··· Available data ···

PR #2214, opened 2018-08-28
Simplify component removal

isiahmeadows:
## Description

Just a minor simplification of how elements are removed. It doesn't noticeably change performance, but it saves a few gzip'd bytes, and it avoids a function that was only really used for that one thing.

## Motivation and Context

It just cleans up the code some.

## How Has This Been Tested?

Ran all the unit tests and perf tests to check for regressions in both. Performance changes appear statistically insignificant.

## Types of changes

- [ ] Documentation change

## Checklist:

### DIFF
--- a/render/render.js
+++ b/render/render.js
@@ -643,21 +643,13 @@ module.exports = function($window) {
 				checkState(vnode, original)
 				onremove(vnode)
 				if (vnode.dom) {
+					var parent = vnode.dom.parentNode
 					var count = vnode.domSize || 1
-					if (count > 1) {
-						var dom = vnode.dom
-						while (--count) {
-							removeNodeFromDOM(dom.nextSibling)
-						}
-					}
-					removeNodeFromDOM(vnode.dom)
+					while (--count) parent.removeChild(vnode.dom.nextSibling)
+					parent.removeChild(vnode.dom)
 				}
 			}
 		}
-	}
-	function removeNodeFromDOM(node) {
-		var parent = node.parentNode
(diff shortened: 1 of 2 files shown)


isiahmeadows:
@MithrilJS/collaborators Can I get a review for this real quick?

isiahmeadows:
I fixed the Git mess on my end - the history should be a lot cleaner and less polluted now.

render/render.js
```diff
@@ -643,22 +643,18 @@ module.exports = function($window) {
 				checkState(vnode, original)
 				onremove(vnode)
 				if (vnode.dom) {
-					var count = vnode.domSize || 1
-					if (count > 1) {
-						var dom = vnode.dom
-						while (--count) {
-							removeNodeFromDOM(dom.nextSibling)
+					var parent = vnode.dom.parentNode
+					if (parent != null) {
```
StephanHoyer: Out of curiosity: how can this happen?

StephanHoyer: I just tried to run the tests without this check. It worked.

Looks like this might only happen if the root-node is detached.

isiahmeadows: Yeah, the only way this can happen is if it's manually removed from the parent between `oncreate` and `ondestroy` *and* is the top node. I'll just remove it, because there's no valid reason to do that anyways.

isiahmeadows: Done.

isiahmeadows:
BTW, now the latest gain is about 30 bytes reclaimed min+gzip.

StephanHoyer:
LGTM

···

Activity
Would you please filter the lines above and copy every one that includes "gzip"?

Reply to the task
Just a minor simplification of how elements are removed. It doesn't noticeably change performance, but it saves a few gzip'd bytes, and it avoids a function that was only really used for that one thing.
BTW, now the latest gain is about 30 bytes reclaimed min+gzip.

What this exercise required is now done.